[Future Data] Apache Fluss: A Streaming Storage for Real-Time Lakehouse
- Speaker:
- Jark Wu
- Date:
- Mon Dec 8, 2025 @ 04:30pm EST
- Date:
- Mon Dec 8, 2025
- Time:
- 04:30pm EST
- Location:
- https://cmu.zoom.us/j/96274590594?pwd=ZIhPZi8CFwaVd5kN9sS5uEiuWanTCa.1Zoom
- Title:
- Apache Fluss: A Streaming Storage for Real-Time Lakehouse
- System:
- Fluss
- Video:
- YouTube
Talk Info:
Modern data lakehouses promise unified batch and streaming processing, yet their storage layer remains inherently batch-oriented—optimized for large, immutable files. This mismatch forces streaming workloads to rely on external systems (e.g., Kafka), while analytical queries operate on stale snapshots, breaking end-to-end freshness.

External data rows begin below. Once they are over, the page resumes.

PR #355, opened 2017-12-28
Updates per feedback on support ticket #7526

scorlett:
Added an additional section to make clear that the -javaagent property needs to be added to the JVM args and that the appname and servername must be set.

Removed the version from the example. Without this line, the latest version will be used and avoid confusion.

Also made a slight correction - it's the API URL which needs to be set accordingly on SaaS, not the contrast.server property.

### DIFF
--- a/content/tools/sdk/MavenPlugin.md
+++ b/content/tools/sdk/MavenPlugin.md
@@ -61,7 +61,7 @@ An example configuration for the Contrast Maven Plugin:
         <username>test_user</username>
         <apiKey>testApiKey</apiKey>
         <serviceKey>testServiceKey</serviceKey>
-        <apiUrl>http://app.contrastsecurity.com/Contrast/api</apiUrl>
+        <apiUrl>https://app.contrastsecurity.com/Contrast/api</apiUrl>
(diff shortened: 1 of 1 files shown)


content/tools/sdk/MavenPlugin.md
```diff
@@ -61,12 +60,26 @@ An example configuration for the Contrast Maven Plugin:
...
     </configuration>
 </plugin>
 ```
+
+## Use the agent
+
+The final step is to add the agent to the JVM arguments used when the application is run. You must specify the following properties:
+
+```
+-javaagent:/target/contrast.jar -Dcontrast.appname=MyAppName -Dcontrast.server=MyServerName
```
ElizabethHughes: @scorlett , do we have customers always setting appname now?

scorlett: This is just when using the Maven plugin, which checks the vulns in TeamServer and will pass/fail the build based on what's been found. You have to specify the appName of the application that you want the plugin to check on the TeamServer side. So they don't _have_ to specify the appname when you run the agent, it's just so much easier if they do as they can set the Maven plugin config to the same thing.

kaitlynmortimer:
Documenting approval from Frank, for the sake of posterity.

In this talk, I’ll present Apache Fluss (incubating), a lakehouse-native streaming storage system designed to bridge this gap. Fluss rethinks streaming storage from the ground up for analytical workloads. Its core abstraction is a columnar stream built on Apache Arrow, enabling sub-second ingestion and high-throughput analytical scans. Furthermore, Fluss introduces the "Streaming Lakehouse" concept that Fluss serves as the real-time data layer on top of Lakehouse. It allows query engines to seamlessly unify both fresh streaming data in Fluss and historical data in Lakehouse (Iceberg) to achieve truly real-time data analytics.
This talk is part of the Future Data Systems Seminar Series.
Bio:
Jark Wu is the original creator of Apache Fluss and PMC member of Apache Flink. He currently leads the Flink SQL (streaming compute) and Fluss (streaming storage) teams at Alibaba Cloud, where he is dedicated to building a serverless Flink cloud service. His work focuses on data streaming systems for over a decade.